The greatest human costs are those being borne by the Kosovo Albanians themselves. Those whom we seek to protect are the main victims. Nearly one million have already lost their homes. What we are doing in Ireland to help refugees is very necessary, but represents only a small part of a much bigger international response. I know the refugees would like to return home as soon as circumstances permit but, tragically, there is little prospect of this in the immediate future.
My colleague, the Minister of State at the Department of Foreign Affairs, Deputy O'Donnell, will visit the former Yugoslav Republic of Macedonia next week in order to assess the situation and in particular the needs of refugees, including those who will be coming to Ireland. I reiterate that we will be generous. Ireland is committed to taking 1,000 refugees immediately, but if and when it becomes necessary to take more, we will not be found wanting. The Government will do its duty in the international community.

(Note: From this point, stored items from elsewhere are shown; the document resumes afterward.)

PR #1631, opened 2025-02-20
[#3056] Open links to open formulieren and acties in new tabs

pi-sigma:
Taiga: https://taiga.maykinmedia.nl/project/open-inwoner/task/3056

PR #1633, opened 2025-02-21
[#1432] Opening links from FAQ

linssen814:
Edited `utils/ckeditor.py` so that the links on the FAQ answers don't open in a new tab anymore. Also added link icons to them. 

Taiga: https://taiga.maykinmedia.nl/project/open-inwoner/issue/1432

image

### DIFF
--- a/src/open_inwoner/utils/ckeditor.py
+++ b/src/open_inwoner/utils/ckeditor.py
@@ -58,7 +58,7 @@ def get_rendered_content(content: str) -> str:
                 icon.attrs.update(
                     {
                         "aria-hidden": "true",
-                        "class": "material-icons text-decoration-none",
+                        "class": "material-icons",
                     }
                 )
                 icon.append("open_in_new")
--- a/src/open_inwoner/utils/ckeditor.py
+++ b/src/open_inwoner/utils/ckeditor.py
@@ -53,7 +53,21 @@ def get_rendered_content(content: str) -> str:
         for element in soup.find_all(tag):
             element.attrs["class"] = class_name
             if element.name == "a" and element.attrs.get("href", "").startswith("http"):
-                element.attrs["target"] = "_blank"
+                # icon & screenreader support
+                icon = soup.new_tag("span")
+                icon.attrs.update({"aria-hidden": "true", "class": "material-icons"})
+                icon.append("open_in_new")
+
+                screen_reader_only_text = soup.new_tag("span")
+                screen_reader_only_text.attrs.update(
+                    {
+                        "class": "sr-only",
+                    }
+                )
+                screen_reader_only_text.append(_("Opens external website"))
+
+                element.append(icon)
+                element.append(screen_reader_only_text)
 
     return str(soup)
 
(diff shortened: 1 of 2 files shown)


jiromaykin (changes requested):
Requesting changes:
1. Change the underline/text-decoration. External links with an icon should only have their text itself be underlined, there should not be a line under the icon itself. For an example, look at the product pages, like this one https://open-inwoner-test.maykin.nl/onderwerpen/zorg-en-ondersteuning/producten/huiselijk-geweld/ that contains external links with proper icons and proper text-decoration: 
2. Slightly better process when creating a new PR: first switch back to Develop branch, then do a `git pull`, and then create a new branch from Develop. This way you will have a correct commit history. When a task takes longer you can just rebase to Develop, before doing your final commit and only then ask for review.
3. Add a link to your PR in the Taiga issue as well.

pi-sigma:
@Jiro @linssen814 Note that this PR is based on an older user story and seems to be in tension with the recent https://taiga.maykinmedia.nl/project/open-inwoner/us/3014 (PR: https://github.com/maykinmedia/open-inwoner/pull/1631), which requires that links to formulieren and acties be opened in a new tab. The rationale is that otherwise users get the wrong impression that closing the tab will destroy their OIP session (which is not the case because they will log in via an external service to create/resume a form, thus closing the tab will destroy *that* session but not their OIP session).

src/open_inwoner/utils/ckeditor.py
```diff
@@ -53,7 +53,26 @@ def get_rendered_content(content: str) -> str:
         for element in soup.find_all(tag):
             element.attrs["class"] = class_name
             if element.name == "a" and element.attrs.get("href", "").startswith("http"):
-                element.attrs["target"] = "_blank"
+                # icon & screenreader support
+                icon = soup.new_tag("span")
+                icon.attrs.update(
+                    {
+                        "aria-hidden": "true",
+                        "class": "material-icons text-decoration-none",
```
jiromaykin: We do not have any class called "`.text-decoration-none`" so that will not do anything at all.
The underline is still there.
Remove that non-existing class.

All of our CSS is custom made and organized in its own component.
So what I would do: 
- Keep `npm run watch` running so you can immediately see all changes in the browser
- Look for the _Faq.scss file
- look for the section that starts with `&__answer--open { ... ...`
- now the thing that is the problem here is the .link styling: we need to set that particular type of link to display as 'inline' on the surrounding parent element (right now it is inheriting from the wrong .link parent, and in the browser inspector you can see it is inheriting the display=inline-flex" styling but that should only go to the FAQ 'dropdowns' - also in order to remove the icon 'child' underline style there is a trick: give it a display 'inline-block'! 🌈

So that whole part you should just replace like this:

```
&__answer--open {
    margin-top: var(--spacing-large) !important;

    .utrecht-paragraph .link {
      display: inline;

      [class*='icons'] {
        display: inline-block;
        text-decoration: none;
        transform: scale(.75);
        vertical-align: bottom;
      }
    }
  }
```

jiromaykin (changes requested):
Check to see if suggested CSS will work and remove non-existing 'text-decoration-none' class.

src/open_inwoner/utils/ckeditor.py
linssen814: Makes sense. Thanks for the feedback!

jiromaykin (approved):
Approved!
Note: we will never use Bootstrap classes for custom styling in the public front-end.

EDIT: you may need to run "`isort src/`" and add a migration, since there's failing tests.

Issue #2631, opened 2026-06-22
Include costs per lediging into the full Open Afval to Mijn Afval chain


swrichards:
For each lediging, we currently only include the weight, but not the costs, at both the row and totals level. For this feature, we will include a cost column throughout the chain:

- within the Open Afval data model
  - In the Lediging resource
  - in the afval profiel resources
- within Open Inwoner
  - In our client's API models
  - In the DTO exposed to the template
  - In the template where the extra column will be added...
  - ... and summed in the summary rows
  
Design Mijn Afval: https://www.figma.com/design/iKGhWhstaLIlFSaND2q7cE/OIP---Designs--new-?node-id=10880-25893&t=PXRJYPpaPfrUq8UM-1

<img width="732" height="843" alt="Image" src="https://github.com/user-attachments/assets/c5a7c568-46ba-44dd-b855-52b0641132d4" />

swrichards:
@pi-sigma https://sentry.maykinmedia.nl/organizations/maykin-media/issues/484113/?environment=maykin-test&project=427&query=is%3Aunresolved&referrer=issue-stream&stream_index=1

We either need to add the total costs at the klant level of Afval Profile in Open Afval, or remove it from the OIP API model spec (I'd say, let's go for the former).

PR #2642, opened 2026-06-24
feat: [#2631] Include lediging kosten in Mijn Afval

### LINKED ISSUE #2632: Include `cost` in API models and context vars for the Mijn Afval page

### LINKED ISSUE #2633: Expose `cost` column to Mijn Afval frontend
Only in the tables (cost column and total for that column). Graph is currently out of scope.

pi-sigma:
Closes #2632 and #2633

### DIFF
--- a/src/open_inwoner/mijn_afval/views.py
+++ b/src/open_inwoner/mijn_afval/views.py
@@ -140,6 +140,7 @@ class _LedigingData(TypedDict):
     tijdstip_tijd: str  # Time formatted as "HH:MM"
     tijdstip_dag: str  # Localized day of the week, e.g., "maandag"
     gewicht: str  # Weight (in kg) as string, e.g., "32,5"
+    kosten: str  # Cost (in euros) as string, e.g., "12,50"
 
 
 class _TableColumn(TypedDict):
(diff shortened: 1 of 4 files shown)


src/open_inwoner/mijn_afval/views.py
```diff
@@ -383,17 +389,30 @@ def _format_afval_profiel(profiel: AfvalProfiel) -> list[_ContainerLocationData]
...
                         "gewicht": _format_number(lediging.gewicht),
+                        "kosten": number_format(
+                            lediging.kosten, decimal_pos=2, force_grouping=False
+                        ),
                     }
                     ledigingen_data.append(lediging_data)
 
             # Format container data
             totaal_gewicht = _format_number(container.totaal_gewicht)
+            totaal_kosten = number_format(
```
swrichards: why the `_format_number` / `number_format` discrepancy?

swrichards (approved):

src/open_inwoner/mijn_afval/views.py
pi-sigma: We only show a single decimal point for weights, but for cost we need two decimal places. I can add this to  `_format_number()`, but it would mean adding a parameter and doing an `if/else` in the function. Thought it's simpler to just use `number_format` directly.

swrichards: I'd say we either do a singe function with a `decimal_points` kwarg (with a default), or make two semantically distinct functions: `format_weight` and `format_cost`.

pi-sigma: On second thought, I decided to amend `_format_number` after all. If you stumbled over this, other readers will be puzzled as well.

swrichards (approved):
LGTM, but holding off on merging until we've deployed the open afval changes to the open afval test server

PR #2653, opened 2026-06-24
Show all digital addresses on profile view page, make preferred address editable

### LINKED ISSUE #2652: Show digital addresses on profile view page

### LINKED ISSUE #2656: Make preferred address editable

swrichards:
Closes: #2652

### DIFF
--- a/src/open_inwoner/templates/pages/profile/me.html
+++ b/src/open_inwoner/templates/pages/profile/me.html
@@ -61,15 +61,19 @@
         </div>
         <div class="tabled__row tabled__row--blank">
             <div class="tabled__item tabled__key">{% trans "E-mail adres" %}</div>
-            <div class="tabled__item tabled__value">{{ user.email }}</div>
+            <div class="tabled__item tabled__value tabled__break">
+                {% for da in user.digital_addresses.all %}{% if da.type == "email" %}
+                    <div>{{ da.value }}{% if da.is_standard_for_type %} {% trans "(voorkeur)" %}{% endif %}</div>
+                {% endif %}{% endfor %}
+            </div>
         </div>
         <div class="tabled__row tabled__row--blank">
             <div class="tabled__item tabled__key">{% trans "Telefoonnummer" %}</div>
-            <div class="tabled__item tabled__value">{{ user.phonenumber }}</div>
-        </div>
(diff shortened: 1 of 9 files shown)


src/open_inwoner/templates/pages/profile/me.html
```diff
@@ -61,15 +61,19 @@ <h2 class="utrecht-heading-2" id="business-overview">{% trans "Bedrijfsgegevens"
         </div>
         <div class="tabled__row tabled__row--blank">
             <div class="tabled__item tabled__key">{% trans "E-mail adres" %}</div>
-            <div class="tabled__item tabled__value">{{ user.email }}</div>
+            <div class="tabled__item tabled__value tabled__break">
+                {% for da in user.digital_addresses.all %}{% if da.type == "email" %}
```
pi-sigma: I think it would be better if we fetch the addresses in the view and pass them to the template:

in `profile.py`:
```
context["email_addresses"] = user.digital_addresses.filter(type=DigitalAddressType.email)
context["phone_addresses"] = user.digital_addresses.filter(type=DigitalAddressType.phone)
```

Then in the template you can do `{% for da in email_addresses %}` with no type check needed.

The addresses are not pre-fetched, and `user` comes from the request. To avoid the additional query, we can use:
```
from django.db.models import prefetch_related_objects

prefetch_related_objects([user], "digital_addresses")
context["email_addresses"] = [da for da in user.digital_addresses.all() if da.type == DigitalAddressType.email]
context["phone_addresses"] = [da for da in user.digital_addresses.all() if da.type == DigitalAddressType.phone]
```
Not sure if it's worth it.

pi-sigma (changes requested):
I note that BSN and eHerkenning users now have exactly the same DA rendering (previously we had `user.email` vs `user.get_contact_email`). Perhaps worth extracting into a separate template and then `{% include %}` to prevent drift if we need to make changes

swrichards:
> I note that BSN and eHerkenning users now have exactly the same DA rendering (previously we had `user.email` vs `user.get_contact_email`). Perhaps worth extracting into a separate template and then `{% include %}` to prevent drift if we need to make changes

Did the extractionb: `get_contact_email` should otherwise resolved to the same email in all the other places it's needed (only the notifications really, and the contact list).

PR #2654, opened 2026-06-24
[#2655] Add e2e tests for profile edits

### LINKED ISSUE #2655: Add an end-to-end test for the profile pages

pi-sigma:


swrichards (changes requested):
Very happy with this! Would just like to add:

- Adding a duplicate within the user's set of DAs (should not change state and show a field validation error)
- Adding a malformed email/phone number (should show validation error)

swrichards (approved):

PR #2672, opened 2026-06-30
[#2665] Include role and confidentiality config in zaken cache keys

### LINKED ISSUE #2665: Missing cache key in fetch_zaken methods
The cache keys for `fetch_zaken_by_bsn` and `fetch_zaken_for_company` in `clients.py` do not include `limit_user_visible_cases_to_role`. When `OpenZaakConfig.limit_user_visible_cases_to_role` is enabled (e.g. set to initiator), the `rol__omschrijvingGeneriek` parameter is correctly added to the ZRC API request. However, because the config value is absent from the cache key, any cached result from before the setting was changed continues to be served until the entry expires. During that window, users may see zaken they should not have access to.

pi-sigma:
`fetch_zaken_by_bsn()` and `fetch_zaken_for_company()` filter requests by `zaak_max_confidentiality` and `limit_user_visible_cases_to_role`, but neither field was part of the cache key. Changing either config value would serve stale results until the cache expired.

Fixes #2665

### DIFF
--- a/src/open_inwoner/openzaak/clients.py
+++ b/src/open_inwoner/openzaak/clients.py
@@ -135,7 +135,7 @@ class ZakenClient(ZgwAPIClient):
                 )
 
     @cache_result(
-        "{self.base_url}:zaken:{user_bsn}:{max_requests}:{identificatie}",
+        "{self.base_url}:zaken:{user_bsn}:{max_requests}:{identificatie}:{self.zaak_max_confidentiality}:{self.limit_user_visible_cases_to_role}",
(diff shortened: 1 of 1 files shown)


swrichards (approved):
LGTM -- could you add an issue to our backlog to deprecate the cache decorator in favor of a caching key based directly on the URL + params?

swrichards:
> LGTM -- could you add an issue to our backlog to deprecate the cache decorator in favor of a caching key based directly on the URL + params?

Referencing this issue as an example

PR #2675, opened 2026-07-01
[#2663] Link question onderwerpobject to zaak by UUID

### LINKED ISSUE #2663: PP-446 Portaal: Vraag in portaal irt openklant gerelateerd aan een zaak wordt niet goed geregistreerd
### Beschrijving
Indien er een vraag in portaal gesteld wordt nav een zaak wordt deze “anoniem” aangemaakt.
Dit is te zien in ITA.

Image
Image
Image
Image
Image

pi-sigma:
## Summary

Stored the zaak UUID (extracted from its URL) as `onderwerpobjectidentificator.objectId` instead of the human-readable `identificatie`, and set `codeObjecttype` / `codeSoortObjectId` to match (`zgw-Zaak` / `uuid`).

 Added `ZGWService.get_zaak_by_uuid()` to resolve a zaak across all configured API groups by UUID. Use it in retrieve_question instead of `search_zaken()`, which filtered by `identificatie` and would no longer match. Update `list_questions_for_zaak()` to filter the OpenKlant API by UUID as well.

Restored VCR cassettes for OpenKlant API integration tests which were removed during a recent refactor.

Closes #2663

### DIFF
--- a/src/open_inwoner/openklant/tests/helpers.py
+++ b/src/open_inwoner/openklant/tests/helpers.py
@@ -1,0 +1,220 @@
+import json
+import subprocess
+import time
+from pathlib import Path
+
+from django.test import TestCase as DjangoTestCase
+
+import requests
+import structlog
+from openklant_client import OpenKlantClient
+from typing_extensions import TypedDict
+from vcr.record_mode import RecordMode
+from vcr.unittest import VCRMixin
+
+from open_inwoner.conf.utils import config
+
+logger = structlog.stdlib.get_logger(__name__)
+
+_REPO_ROOT = Path(__file__).resolve().parents[4]
+
+
+class OpenKlantServiceManager:
+    _in_server_context: bool = False
+    _django_service_name: str = "openklant-web"
+    _api_root: str = "http://localhost:8338"
+    _api_path: str = "/klantinteracties/api/v1"
+    # Must match the `secret` used by OpenKlant2ConfigFactory's ServiceFactory,
+    # since that's the token the client under test actually sends.
+    _api_token: str = "test-api-token"
+    _docker_compose_project_name: str = "openklant2-api-test"
+    _docker_compose_path: Path = _REPO_ROOT / "docker" / "docker-compose.openklant.yml"
+
+    def _docker_compose(self, *args: str, check: bool = True, input: str | None = None):
+        input_data = {"text": True, "input": input} if input else {}
+        try:
+            return subprocess.run(
+                args=[
+                    "docker",
+                    "compose",
+                    "-f",
+                    str(self._docker_compose_path),
+                    "-p",
+                    self._docker_compose_project_name,
+                    *args,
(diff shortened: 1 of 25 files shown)


src/open_inwoner/openzaak/services.py
```diff
@@ -823,6 +823,17 @@ def check_zaak_access(
 
         return zaak, api_group
 
+    def get_zaak_by_uuid(self, uuid: str) -> ZaakWithApiGroup | None:
+        for api_group in ZGWApiGroupConfig.objects.select_related("zrc_service"):
+            try:
+                zaak = self._zaken_client_factory(api_group).fetch_single_zaak(uuid)
+            except ZgwAPIClientError:
+                continue
```
swrichards: Let's log this, distinguishing between notfound (fine) and any other error (log as warning).

src/open_inwoner/openzaak/services.py
```diff
@@ -823,6 +823,17 @@ def check_zaak_access(
 
         return zaak, api_group
 
+    def get_zaak_by_uuid(self, uuid: str) -> ZaakWithApiGroup | None:
+        for api_group in ZGWApiGroupConfig.objects.select_related("zrc_service"):
```
swrichards: A bit more work, but these can sneakily become quite slow: I think it's worth doing these in parallel.

If any of the futures timeout/error: log a warning, emit an otel metric.
If both futures complete and both return a zaak: log this as an unexpected state, and return the first.

src/open_inwoner/openklant/tests/helpers.py
swrichards, line 1: Did you run these against the default version? If so, I think it's worth bumping the default version and committing that default in the recording script to `2.15.0` which is the most recent version PodiumD has pinned.

swrichards (changes requested):
Good to have the fixtures back in, otherwise some small things.

src/open_inwoner/openzaak/metrics.py
```diff
@@ -46,3 +46,12 @@
...
 )
+
+zaak_by_uuid_fetch_errors = meter.create_counter(
+    "oip.openzaak.zaak_by_uuid_fetch_errors",
+    unit="{error}",
+    description=(
+        "Errors encountered when fetching a zaak by UUID across API groups in parallel. "
+        "Attributes: reason ('timeout', 'api_error', 'unknown')"
+    ),
+)
```
swrichards: This is a bit too specific: this should be a general `zgw_api_error` where the reason and endpoint become attributes. However, that's probably best done in the underlying ZaKenClient. I would remove the mtrics from this PR entirely for now, and make a backlog ticket specifically for redesinging the ZGW API OTEL metrics.

swrichards (approved):
LGTM, just a comment to remove the OTEL metrics for reasons explained.

swrichards (approved):

PR #2687, opened 2026-07-06
[#2676] Show public container id in Mijn Afval container heading

### LINKED ISSUE #2676: Use `publicContainerId` in Mijn Afval container heading

pi-sigma:
The container table caption used the internal API id, which is an opaque identifier not meant for end users. Add publicContainerId to the AfvalContainer model and use it in the heading instead.

Closes #2676

### DIFF
--- a/src/open_inwoner/mijn_afval/api_models.py
+++ b/src/open_inwoner/mijn_afval/api_models.py
@@ -24,6 +24,7 @@ class Periode(PydanticModel):
 
 class AfvalContainer(PydanticModel):
     id: str
+    public_container_id: str
     afval_type: str
     is_verzamelcontainer: bool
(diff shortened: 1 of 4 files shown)


pi-sigma:
@swrichards `_AfvalContainerData["identifier"]` (used for the script-id in the template) still uses `container.id` for uniqueness. I left it as-is because this is for internal bookkeeping. Should we change it as well?

swrichards:
> @swrichards `_AfvalContainerData["identifier"]` (used for the script-id in the template) still uses `container.id` for uniqueness. I left it as-is because this is for internal bookkeeping. Should we change it as well?

Yes that's fine.

swrichards (approved):

PR #2716, opened 2026-07-15
2679 getallen in mijn afval tabel rechts uitlijnen

### LINKED ISSUE #2679: Getallen in Mijn Afval tabel rechts uitlijnen
Getallen moeten volgens de NEN-EN-ISO 80000-1 norm rechts uitgelijnd zijn. Momenteel staan ze links uitgelijnd. 
Hieronder zie je een screenshot van hoe de nieuwe tabel eruit komt te zien.

Image

Image

stefrado:
## Summary

- Getallen in mijn afval tabel rechts uitlijnen 
- Implement unit type to table cells (to be approved by UIUX)

## Issue References

- Github Issue: #2679

### DIFF
--- a/src/open_inwoner/react/components/Table/Table.tsx
+++ b/src/open_inwoner/react/components/Table/Table.tsx
@@ -70,7 +70,11 @@ const Table: AC<ITableProps> = ({
           <TableRow>
             {/* LOOP 1: Iterate over each column to render table headers */}
             {data.columns?.map(({ header, scope = 'col' }, index) => (
-              <TableHeaderCell key={index} scope={scope}>
+              <TableHeaderCell
+                key={index}
+                scope={scope}
+                className={index === 0 ? undefined : 'right'}
+              >
                 {header}
               </TableHeaderCell>
             ))}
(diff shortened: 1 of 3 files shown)


src/open_inwoner/react/components/Table/Table.tsx
```diff
@@ -61,6 +61,13 @@ const Table: AC<ITableProps> = ({
 
   const isEmpty = !data.rows || data.rows.length === 0;
 
+  const getFormattedValue = (label: string, unit: string) => {
+    if (!label) return label;
```
pi-sigma: What if the label is missing but the cell contains data? We'll discard the latter and show the empty label. It's not an issue today, but is this desired?

src/open_inwoner/react/components/Table/Table.tsx
```diff
@@ -61,6 +61,13 @@ const Table: AC<ITableProps> = ({
...
+    // Haalt de tekst tussen de haakjes uit de titel, bv. '€' uit 'Bedrag (€)'
+    const value = label.match(/\(([^)]*)\)/)?.[1] ?? '';
+    return value === '€' ? `${value} ${unit}` : `${unit} ${value}`;
```
pi-sigma: It's not ideal. Any header that later gets a parenthetical aside for some reason will leak that text into every row value in that column. Not blocking as it works for now, but please create an issue for the backlog with a reference to this issue; we might want to move this to the backend instead to simplify this and make it less fragile.

pi-sigma (approved):

src/open_inwoner/react/components/Table/Table.tsx
stefrado: Good comment, i'll add it to the backlog

src/open_inwoner/react/components/Table/Table.tsx
stefrado: No this was incorrect. I fixed the logic and now this will return the value when there is no columnLabel

src/open_inwoner/react/components/Table/Table.tsx
stefrado: https://github.com/maykinmedia/open-inwoner/issues/2723

pi-sigma (approved):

The economic costs of the conflict are also horrendous for the people of Kosovo and others in the Federal Republic of Yugoslavia and the neighbouring states. At the meeting of EU Foreign Ministers, which I attended in Brussels last Monday, we agreed on the broad content of a stability pact for the region and this is now being developed as a matter of urgency. We are participating actively in this work.
The greatest priority of all is to bring the conflict to an end in a way that will achieve the key objectives of the international community. At the General Affairs Council on Monday, I welcomed a role for President Ahtisaari of Finland whose country has not been involved in NATO's military actions and which will shortly assume the EU Presidency. Working with Mr. Chernomyrdin of Russia, the UN and the other permanent members of the Security Council and the G8, he can play a useful mediating role. I have made clear our willingness to assist these efforts in any practical way that is open to us.